Problem to solve —
In this data, count the lines in which "defaultUserAgent" appears and give only that number.

|---|

PR #2908, opened 2023-09-26
Switch CI lanes to 1.28

akalenyu:
Let's start testing newer k8s in CI

Fixes #

**Release note**:

```release-note
NONE
```


automation/destructive.sh
```diff
@@ -18,7 +18,7 @@
 #
 
 set -ex
-export TARGET=k8s-1.26-centos9
+export TARGET=k8s-1.28
```
oshoval, line 21: wdyt about running here
`find cluster-provision/k8s/* -maxdepth 0 -type d -printf '%f\n'`
and taking the last line ?

and on the 1.27 ones take one before last line
and then it aint need to be changed anymore

btw if you prefer that the code will show the selected version instead an expression
then maybe this can be a helper script that replaces all the needed places in this commit, based the the above expression

akalenyu: I prefer to leave this manual, since I don't think we ever defined the version calculation formally, and I don't want to rely on the folder structure changing in the future

oshoval: folder structure didnt change for years, and i dont think will, but up to you

akalenyu:
/cc @awels
sonarcloud lying?

awels:
I need to override those in sonar cloud. I did it for all the other k8s versions already.

awels:
Okay sonarcloud is happy again.

awels:
Does look like a pretty consistent failure on the destructive lane.

akalenyu:
> Does look like a pretty consistent failure on the destructive lane.

Yeah, passed only once

tests/operator_test.go
```diff
@@ -887,15 +888,18 @@ var _ = Describe("ALL Operator tests", func() {
 					serverSecrets := getSecrets(serverSecretNames)
 
 					for _, s := range append(caSecrets, serverSecrets...) {
+						fmt.Fprintf(GinkgoWriter, "Loop 1\n")
```
awels, line 891: Might want to take these debug statements out?

akalenyu: I actually intended to keep them, very hard to debug otherwise

awels: Okay, could you make them a little more descriptive for our future selves then, loop 1,2,3 doesn't mean much without context. I certainly don't understand what they mean.

akalenyu: Done

awels (approved):

PR #2909, opened 2023-09-26
[WIP] Check content-type in importer to avoid unexpected imports

alromeros:

In some network environments, proxy servers or firewalls may block access to certain external resources.  Although we'd expect them to return a 4xx (Forbidden/Unauthorized) error code, some of these servers return an HTML error page and a 200 error code.  Currently, CDI checks if the content is compressed or a qcow2 image.  If neither of these are detected it assumes it is a raw disk image.

Even though these servers are misbehaving we can provide a better experience.  When importing an kubevirt disk image using a DataVolume, we can also check the HTTP content-type header.  If the media type is reported as 'text/html' (or text/*) we can assume that the server has sent a notice page instead of the requested content.  We can fail this request and log the content in the importer log.

This pull request implements the described behavior.

Fixes #

Still testing the code, will probably update later.

**Release note**:

```release-note
Check content-type to avoid unexpected imports
```


akalenyu:
So IIUC the tests fail because our local test servers return `text/*` content type?

alromeros:
> So IIUC the tests fail because our local test servers return `text/*` content type?

That's it, still have to check if it's our proxy who's behaving badly or just something we should allow (maybe just avoid text/html type).

alromeros:
Following some offline discussions, I've been toying with the idea of having a Prometheus metric to get important import information into the PVC or DataVolume (like this specific case). However, I think this might be outside the scope of the PR so we can merge this and groom the idea a bit further. Rejecting the import seems overkill, I think CDI is functioning as expected right know.

pkg/importer/http-datasource.go
```diff
@@ -44,10 +44,12 @@ import (
...
-	tempFile         = "tmpimage"
-	nbdkitPid        = "/tmp/nbdkit.pid"
-	nbdkitSocket     = "/tmp/nbdkit.sock"
-	defaultUserAgent = "cdi-golang-importer"
+	tempFile          = "tmpimage"
+	nbdkitPid         = "/tmp/nbdkit.pid"
+	nbdkitSocket      = "/tmp/nbdkit.sock"
+	defaultUserAgent  = "cdi-golang-importer"
+	httpContentType   = "Content-Type"
+	httpContentLenght = "Content-Length"
```
akalenyu, line 52: Lenght typo

akalenyu (commented):
/approve

pkg/importer/http-datasource.go
alromeros: Oops, fixed!

alromeros:
/hold
Let's see if I can improve the testing a little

|---|

Answer below —
2